Just to see what I could find I fired up something called MITMProxy, essentially a local HTTPS/SOCKS proxy, and with its inspection certificate installed I can now snoop all HTTPS traffic leaving my machine.
I then left a review of an airport I purchased for 2024, and inspected the traffic sent.
"CustomTags": {},
"Events": [
{
"CustomTags": {},
"Entity": {
"Id": "<HEX characters here>",
"Type": "title_player_account"
},
"EventNamespace": "custom.title.C1771",
"Name": "MarketPlaceItemRated",
"OriginalId": null,
"OriginalTimestamp": null,
"Payload": {
"Body": {
"BuildID": "1.6.34.0",
"BuildType": "Master",
"EventSequenceID": "55",
"GameBranch": "LIVE1.0",
"HitchCount": "100",
"IsInFlight": "0",
"IsOoF": "1",
"ItemID": "fs24-creativemesh-johnson-creek-3u2",
"PlatformID": "6",
"PlayerSessionID": "6A26D6F0-4DD0-471B-92F1-3F8E543BFCB9",
"Ratings": {
"global": "4",
"realism": "3",
"technical": "4",
"visual": "4"
},
"SandboxID": "RETAIL",
"SubSessionID": "2253AC97-EDA2-1ACF-00E3-5BFD151F44E5",
"Success": "TRUE",
"Tag": "SIMUPDATE4",
"Variants": [
"a07cb9"
]
}
},
"PayloadJSON": null
}
]
}
You can see some identifying information here.
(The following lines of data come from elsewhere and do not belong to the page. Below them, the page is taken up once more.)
Issue #2825, opened 2023-02-16
Change the Effort Summary time


GauravGusain98:
### Enhancement suggested by
@GauravGusain98 

### Problem that your solution is solving
In ColoredCow we use effort sheet where we track the hour we spent on a particular task. This helps us to calculate our productivity and is also used for billing the client. 

We periodically migrate/update the data present in the effort sheet to the portal. For this, we use a Laravel command that refreshes the booked hours of team members from the effort sheet.
We also send the details of projects as show below at 10:30 PM on Google chat channel. So that the team member should be aware of their team progress.
![Image](https://user-images.githubusercontent.com/54376313/216901654-21b4380a-1b46-4595-8589-53be8e21ae45.png) 

There are many employees and interns who used to update their efforts late at night. Therefore we want to send the summary on next day at 8 AM. 

### Contact person for help
@GauravGusain98

GauravGusain98:
### Action items

**Basics Concept - 1 pointer:**
- [ ] Read about Models in Laravel. Share your understanding of why we use them in the task comment in your own language
- [ ] Read about Views in Laravel. Share your understanding of why we use them in the task comment in your own language
- [ ] Read about Routes in Laravel. Share your understanding of why we use them in the task comment in your own language
- [ ] Read about Controller in Laravel. Share your understanding of why we use them in the task comment in your own language
- [ ] Read about Services files in Laravel. Share your understanding of why we use them in the task comment in your own language
- [ ] Read how we can print a value in Laravel using dd()
- [ ] Try printing `hello world` using the `dd` function

**Task Scheduling**
- [ ] Read about [task scheduling](https://laravel.com/docs/8.x/scheduling) in Laravel
- [ ] Find the command that is use to send the summary at 10:30 PM.
- [ ] Change the timing to 8 AM 
- [ ] Go through the command logic and see if the logic will work if the billing period of project changes because when a billing period changes then team member velocity is reset to 0

GauravGusain98:
Not needed now

PR #2831, opened 2023-02-21
change effort summary time

DiskshaChauhan:
Targets #2825

Description
Change effort summary time 

### Checklist:

### DIFF
--- a/app/Console/Kernel.php
+++ b/app/Console/Kernel.php
@@ -52,7 +52,7 @@ class Kernel extends ConsoleKernel
         $schedule->command('project:zero-effort-in-project')->weekly()->mondays()->at('09:00');
         $schedule->command('project:ended-project')->dailyAt('09:00');
         $schedule->command('project:remind-to-update-effort')->weekdays()->at('19:00');
-        $schedule->command('project:send-daily-effort-summary-google-chat')->weekdays()->at('22:30');
+        $schedule->command('project:send-daily-effort-summary-google-chat')->weekdays()->at('08:00');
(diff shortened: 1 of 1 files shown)


app/Console/Kernel.php
```diff
@@ -52,7 +52,7 @@ protected function schedule(Schedule $schedule)
         $schedule->command('project:zero-effort-in-project')->weekly()->mondays()->at('09:00');
         $schedule->command('project:ended-project')->dailyAt('09:00');
         $schedule->command('project:remind-to-update-effort')->weekdays()->at('19:00');
-        $schedule->command('project:send-daily-effort-summary-google-chat')->weekdays()->at('22:30');
+        $schedule->command('project:send-daily-effort-summary-google-chat')->weekdays()->at('08:00');
```
GauravGusain98, line 55: Did you check the command logic? As now we are sending alert on next day morning instead of current day, so it might affect the logic that is used to calculate the effort summary of team members

GauravGusain98:
Can you take pull from master and push the code again

app/Console/Kernel.php
DiskshaChauhan: Sir can you explain me it as i'm not able to find the logic for calculating the effort summary of team member.

GauravGusain98: Check where we write command related files and find the file corresponding to this command
`send-daily-effort-summary-google-chat`

GauravGusain98: @DiskshaChauhan Can you check the above comment

PR #2832, opened 2023-02-21
CI fixes

rathorevaibhav:
### Description
1. Added legacy OpenSSL provider option before running npm command as the latest versions of node17 have switched to using OpenSSL3.0
2. The export option is based on this [StackOverflow answer](https://stackoverflow.com/questions/69692842/error-message-error0308010cdigital-envelope-routinesunsupported)
3. Removed npm installation from Larastan and PHPCS as these are purely PHP level checks and we don't need node modules. So we can save time when running these jobs.

### Checklist:


GauravGusain98 (approved):
LGTM

Issue #2737, opened 2022-12-27
Store invoice term in database


GauravGusain98:
**Enhancement Suggested By**
@GauravGusain98 

**Is your feature request related to a problem? Please describe.**
To manage finance we should have all the information of the invoice captured with us. This will help us to fetch all the necessary information regarding an invoice whenever needed. 

One of the important such information is terms of the invoice. The term of the invoice defines the period for which the invoice is raised. 

We already have the columns `term_start_date` and `term_end_date` present in the database where we want to store the start and end date of the invoice term. In this task we need to write the logic to populate those columns in the database.

**Additional context**
Once we are able to store the term of the invoice then we don't have to calculate the term every time and we can directly use this information while creating invoices and sending mails corresponding to invoices.

**Related issues**
https://github.com/ColoredCow/portal/issues/2732

**Point of Contact for guidance**
@GauravGusain98

GauravGusain98:
### Action Items

- [ ] Find the logic in the codebase where invoice entry is created. 
- [ ] Figure out the logic to calculate the term start date and end date.
- [ ] Discuss the term calculation logic with @GauravGusain98 
- [ ] Once the logic is reviewed and approved, add code to store term data in the `term_start_date` and `term_end_date` columns of invoices table

Hemrajbharti123:
### **term start date and term end date is added **
![image](https://user-images.githubusercontent.com/121417679/213139655-7a3b494b-78a9-4379-bfe0-8791f0f41068.png)

Hemrajbharti123:
### Form data is printing on screen using dd() function

![image](https://user-images.githubusercontent.com/121417679/213338379-ef567664-5744-490d-9bda-42e770669a03.png)

Hemrajbharti123:
Invoice data along with start date and end date 

![image](https://user-images.githubusercontent.com/121417679/213384315-32734523-37b0-4915-8dae-9a7d5747c406.png)

Hemrajbharti123:
### Dummy function which returns true.

![image](https://user-images.githubusercontent.com/121417679/213624407-12e42fd5-f733-44dd-b5ad-ea53bcff551d.png)

Hemrajbharti123:
### getTermStartAndEndDate function

![image](https://user-images.githubusercontent.com/121417679/213637451-dfe43650-3672-4cf3-994e-ca7ecca22666.png)

Hemrajbharti123:
### Ready to send invoice

[...]

PR #2843, opened 2023-02-23
Store invoice term in database

Hemrajbharti123:
Targets #2737 

### Description
Store Term Start Date and Term End Date in database 

### Checklist:

### DIFF
--- a/Modules/Invoice/Resources/views/subviews/create/invoice-details.blade.php
+++ b/Modules/Invoice/Resources/views/subviews/create/invoice-details.blade.php
@@ -1,8 +1,8 @@
 <div id="create_invoice_details_form">
     <div class="card-body">
         <div class="form-row mb-4">
-            <div class="col-md-5">
-                <div class="form-group position-relative">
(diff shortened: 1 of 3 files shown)


GauravGusain98:
Can you move the comment section at bottom
image

GauravGusain98 (changes requested):
minor UI suggestion please check

Modules/Invoice/Resources/views/subviews/create/invoice-details.blade.php
```diff
@@ -2,7 +2,7 @@
     <div class="card-body">
         <div class="form-row mb-4">
             <div class="col-md-5">
-                <div class="form-group">
+                <div class="form-group position-relative">
```
GauravGusain98, line 5: This is not correct way to do it as it will affect the placement of any other fields that we add in the future to this page in this section.

Please use the flex approach

GauravGusain98 (changes requested):
Please check the comment

GauravGusain98 (approved):
LGTM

My player ID, which I have munged, the product in question, and my “review” under ratings. Asobo/MS can 100% identify who reviewed what, and even if multiple reviews were made under the same session or not. Couple that with their HTTPS logs, and you have an IP address as well.
If anyone wants to have a play around with that, its easy to set up, just make sure you disable the system proxy when not actively testing with it.